I think that you will find that fishkeepers(for obvious reasons) usually go into the water conditioning more than people who keep frogs and toads.Over the years I have used all kinds of different types of water and the only time that I have been able to pinpoint problems is when I used fresh untreated tapwater with tadpoles.


----------



## terryTHEfrog (Oct 21, 2012)

So to add some more fuel to the fire.

I have a RO DI because I had a marine tank also.
I have been thinking about moving this on in favour of a HMA filter as I no longer have my marine.

My question is what does the HMA leave behind that a RO DI takes out.

Would the HMA be ok for the pump and nozzles

Would the HMA leave enough goodness for the plant growth, sod all growth really with RO DI on my plants.

I just don't want the streaky glass and not to keen on just binding up the chemicals with a tap safe product.


----------



## soundstounite (Sep 6, 2009)

sammyp said:


> I have not even got frogs yet *wipes tears* something called m.o.t stole my frog money! I was going to get a Mistking but i have not looked into the actual bucket +filter bit i would be coming back here to find out how to put the thing together and what to do with the water container and filter stuff. Anyone fancy telling me now? I'm just collecting a very big word document filled with all the info from here and other places, the last thing i want is to have some beautiful frogs that i kill because i've been a dumbass about something:blush:
> 
> I'm going to go with Adam's technique first and see how we get on with the aquatize. If my nozzles get clogged would something like white vinegar be a good cleaner for them then a good soak and rinse?
> 
> Thanks Nick and Stu, Hubby's been interested in harvesting rainwater for his window cleaning so i'll test out the aquatize and if the frogs seem affected or tads are suffering then i will look into rainwater. That is until i win the lottery and have a giant frog mansion room built with an RO system and all the trimmings. :flrt:


Ahh mate,but you've no need for an RO and the trimmings when you win the lottery,save that dosh for a nice gouchi handbag or something such like, there is water for free water that rears tad after tad after.... so yeah get hubby onit save some pennies oh and try it oneday when ya have a mo. I must dash I'm using all that free water to set up new springtail cultures and half a dozen kid growout tubs. Oh yeah speaking of bucks,our water bill for umpteen frogs, alot of our food for the last 6 months was erm £18,damn I love being metered!! Trust me it doesn't rain much here either,not compared to the SW ,I grew up down there

Goodluck mate you make me smile,:2thumb: 

Stu


----------



## sammyp (Jun 8, 2012)

Rather than start a new thread i will ask here. I was bothering Stu but i think he's gone to bed :whistling2:

Best tank sizes for the following please, if kept in pairs. Hoping they all fall into the 40x40 or 40wx60h category, need to know before i start anything really as this is my one day wish list.

Tincts Citronella
Pums, bri bri or nancy
Tri colours
R. immitator
Leucs
Azures
Auratus

Thanks in advance


----------



## sammyp (Jun 8, 2012)

*cought* the second i posted this got a mail from Stu, guess you aren't asleep :whistling2:


----------



## soundstounite (Sep 6, 2009)

sammyp said:


> *cought* the second i posted this got a mail from Stu, guess you aren't asleep :whistling2:


No mate:lol2: I've been doing froggy chores and posting while I wait for the microwaving to finish, or the charcoal to boil you'll learn:2thumb:,then dashing off then writing abit more.Sam women aren't the only one's who can multitask,it's hard for me to say but drummers can do it too:Na_Na_Na_Na: But yeah I am nearly asleep :lol2: I need tea first though:gasp:

:2thumb:

Stu


----------



## Wolfenrook (Jul 2, 2010)

Tincs and auratus I like to keep in 60x40x40cm vivs, although smaller auratus you can get by with a 40cm cube.

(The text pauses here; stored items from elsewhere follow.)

PR #95, opened 2025-09-18
feat: realize bad debt first

adhusson:
a difference with #62 : in 62, if rounding makes you repay more than `repayableDebt`, it will reduce your bad debt. Here it won't, the total repaid amount is at most `repayableDebt`.

### DIFF
--- a/src/Terms.sol
+++ b/src/Terms.sol
@@ -171,19 +171,17 @@ contract Terms is ITerms {
             collateralOf[borrower][id][collateralToken] -= seizure.seizedAssets;
         }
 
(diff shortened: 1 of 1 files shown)


peyha (commented):
The readability of this PR is a bit difficult to me, reasoning with `min` values is less natural than with ifs

adhusson:
Closing in favor of #110

adhusson:
Note that there is an issue in this PR as noted here https://github.com/morpho-org/morpho-v2/pull/110#discussion_r2382355607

Leucs, well I'd say for a pair then a 50x40x40 would be a good start size. That set I keep my 7 in a 100x47x50cm.:lol2:

Bribri, I have a trio in a 40x60x40 but would recommend a 40x40x50/60 really (tall) as it's hard catching baby frogs in a 60cm deep viv. They're also one of the bigger pums. Bribri are a perfect first pum too, as the young take mels pretty much as soon as they are out of water, and within a month can manage hydei! They're very very fast growing. They're easily obtained too, heck my trio breed quite regularly, I have 3 youngsters in with my adults right now even. :2thumb:

Never kept tricolors or imitators so wont even try to advise for them.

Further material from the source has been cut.